On the other hand, if I am weighing my options and considering stepping away from my dependence on wireless even as I look to dust off the installation manuals on our PBX, is cash a bad alternative in times of high volumes and even higher expectations? Has our move to chip cards improved the lot of the consumer or is it just part of an orchestrated plan to keep the almighty greenback in circulation long after every other country has moved on?

For now, I am waiting out the rest of the holiday season before saying anything further and if cash is to make a comeback I can think of no bigger driver for its revival than the technology that is now being deployed.

But if we truly want to progress to a cashless society, c’mon, let’s just simplify the process, kill the options and drop the signature. And if campaigns to do so arise any time soon, I will be the first in line to sign!

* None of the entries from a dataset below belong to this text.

PR #2035, opened 2023-12-09
Use CFT-metadata struct directly instead of mimicing it.

mr0re1:


nick-stroud (approved):
I wondered if this would slow down build and ran a few tests with inconclusive results. Generally I think this is a good direction to head.

mr0re1:
> this would slow down build 

The whole `pkg/inspect` test takes `170ms` , I thinks it's toleratable. If `GetMetadata` is never called this package test run takes `160ms`. I think it's toleratable.

> tests with inconclusive results

You brought a good point.

PR #2045, opened 2023-12-13
Hotfix wait for startup update

cdunbar13:
This PR is to fix the wait-for-startup script in the wake of the guest agent being updated.  We needed to add a new matching string to account for the new error message, which was introduced about a month ago.

Testing was run by creating a vm-instance with a startup script with various changes:

1. Script that just runs "exit 0"
2. Script that runs "exit 1"
3. Script that slept for longer than the timeout
4. Script that slept and ended before the timeout

Tested on:
Latest hpc-centos-7 image
Latest rocky-8 image
`hpc-centos-7-v20220214` - for old agent
`rocky-linux-9-v20221102` - for old agent

This issue was introduced by a commit to [guest-agent](https://github.com/GoogleCloudPlatform/guest-agent/commit/5c85572e7f2b36d14668bef2c53e3acf7347d798)

### DIFF
--- a/community/modules/scripts/wait-for-startup/scripts/wait-for-startup-status.sh
+++ b/community/modules/scripts/wait-for-startup/scripts/wait-for-startup-status.sh
@@ -36,14 +36,19 @@ c1grep() { grep "$@" || test $? = 1; }
 now=$(date +%s)
 deadline=$((now + TIMEOUT))
 error_file=$(mktemp)
-fetch_cmd="gcloud compute instances get-serial-port-output ${INSTANCE_NAME} --port 1 --zone ${ZONE} --project ${PROJECT_ID}"
+fetch_cmd="gcloud compute instances get-serial-port-output ${INSTANCE_NAME} \
+           --port 1 --zone ${ZONE} --project ${PROJECT_ID}"
+# Match string for all finish types of the old guest agent and successful
+# finishes on the new guest agent
 FINISH_LINE="startup-script exit status"
+# Match string for failures on the new guest agent
 FINISH_LINE_ERR="Script.*failed with error:"
 
 until [[ now -gt deadline ]]; do
 	ser_log=$(
 		set -o pipefail
-		${fetch_cmd} 2>"${error_file}" | c1grep "${FINISH_LINE}\|${FINISH_LINE_ERR}"
+		${fetch_cmd} 2>"${error_file}" |
+			c1grep "${FINISH_LINE}\|${FINISH_LINE_ERR}"
 	) || {
 		cat "${error_file}"
 		exit 1
@@ -54,6 +59,8 @@ until [[ now -gt deadline ]]; do
 	now=$(date +%s)
 done
 
+# This line checks for an exit code - the assumption is that there is a number
+# at the end of the line and it is an exit code
 STATUS=$(sed -r 's/.*([0-9]+)\s*$/\1/' <<<"${ser_log}" | uniq)
 # This specific text is monitored for in tests, do not change.
 INSPECT_OUTPUT_TEXT="To inspect the startup script output, please run:"
--- a/community/modules/scripts/wait-for-startup/scripts/wait-for-startup-status.sh
+++ b/community/modules/scripts/wait-for-startup/scripts/wait-for-startup-status.sh
@@ -37,25 +37,26 @@ now=$(date +%s)
 deadline=$((now + TIMEOUT))
 error_file=$(mktemp)
 fetch_cmd="gcloud compute instances get-serial-port-output ${INSTANCE_NAME} --port 1 --zone ${ZONE} --project ${PROJECT_ID}"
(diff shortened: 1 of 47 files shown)


community/modules/scripts/wait-for-startup/scripts/wait-for-startup-status.sh
nick-stroud, line 1: Can you add what manual testing you have done to the PR description.

cdunbar13: Done.  Let me know if it needs more testing.

community/modules/scripts/wait-for-startup/scripts/wait-for-startup-status.sh
```diff
@@ -37,25 +37,26 @@ now=$(date +%s)
...
-	STATUS=$(sed -r 's/.*([0-9]+)\s*$/\1/' <<<"${ser_log}" | uniq)
-	if [[ -n "${STATUS}" ]]; then break; fi
-	echo "could not detect end of startup script. Sleeping."
+	if [[ -n "${ser_log}" ]]; then break; fi
+	echo "Could not detect end of startup script. Sleeping."
 	sleep 5
 	now=$(date +%s)
 done
 
+STATUS=$(sed -r 's/.*([0-9]+)\s*$/\1/' <<<"${ser_log}" | uniq)
```
nick-stroud, line 57: IIUC the sed does not chance as this just captures digits at the end of the line. 

Nit: I think this is sufficiently cryptic to add a comment with the intent. Something like `# Isolate any digits at the end of the captured line`

community/modules/scripts/wait-for-startup/scripts/wait-for-startup-status.sh
```diff
@@ -37,25 +37,26 @@ now=$(date +%s)
 deadline=$((now + TIMEOUT))
 error_file=$(mktemp)
 fetch_cmd="gcloud compute instances get-serial-port-output ${INSTANCE_NAME} --port 1 --zone ${ZONE} --project ${PROJECT_ID}"
+FINISH_LINE="startup-script exit status"
+FINISH_LINE_ERR="Script.*failed with error:"
```
nick-stroud, line 41: nit: I would give some context to future readers as to why we have two options. If you can think of some descriptive naming that could be good but `OLD_FINISH_LINE` and `NEW_FINISH_LINE` don't seem great. Maybe just a comment that states that the output has changed over time and this script supports both old and new versions.

nick-stroud (dismissed):

community/modules/scripts/wait-for-startup/scripts/wait-for-startup-status.sh
cdunbar13: Done

community/modules/scripts/wait-for-startup/scripts/wait-for-startup-status.sh
cdunbar13: Done

community/modules/scripts/wait-for-startup/scripts/wait-for-startup-status.sh
nick-stroud, line 1: Please make sure you have rerun manual tests with the final version, just to make sure there is nothing silly we miss in the changes to make commands multiline. Alternatively leave commands in single line format.

Note: I prefer the multiline format but since we are releasing this straight away we should check the final version to be absolutely sure it is working.

nick-stroud (approved):

community/modules/scripts/wait-for-startup/scripts/wait-for-startup-status.sh
tpdownes: I'm a bit worried about the change to multiline as it isn't functioning like a HEREDOC string but literally executing a command as though you typed it over multiple lines. That said, if we run the checks (which I'll start now), I'll be satisfied.

tpdownes (changes requested):
This PR should not be merged until has been manually tested using older releases of the guest-agent.

tpdownes:
> This PR should not be merged until has been manually tested using older releases of the guest-agent.

The offending commit is present in these releaes:

- [20231212.00](https://github.com/GoogleCloudPlatform/guest-agent/releases/tag/20231212.00)
- [20231118.00](https://github.com/GoogleCloudPlatform/guest-agent/releases/tag/20231118.00)
- [20231115.00](https://github.com/GoogleCloudPlatform/guest-agent/releases/tag/20231115.00)

tpdownes (approved):
Further manual testing on old images was successful. I also believe the lustre PR check uses an image before the change in guest-agent.

community/modules/scripts/wait-for-startup/scripts/wait-for-startup-status.sh
cdunbar13: Done.

PR #2050, opened 2023-12-15
Allow usage of expression for `vars.deployment_name`

mr0re1:
* Perform deployment_name  validation after evaluation;
* Make `evalVars` to return new vars instead of mutating;
* Make `DeploymentName` to not return error.


cdunbar13 (approved):
LGTM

By Richard Buckle, founder and CEO of Pyalla Technologies, LLC

  • Richard Lerner 26 December, 2016 at 1558

    Absolutely baffling. Here in snowy Canada we have had PIN cards for everything for the last 5 years (at least). Somehow we manage to survive the intricacies of putting the chip card in. Does this mean that Canadians are smarter than Americans or is there some larger issue involved?

    • Tanya Andreasyan 30 December, 2016 at 1134

      Nobody seems to get baffled by using CHIP and Pin in the UK either… But as the author suggests – the consumers were mandated to move away from signatures and so everyone just did.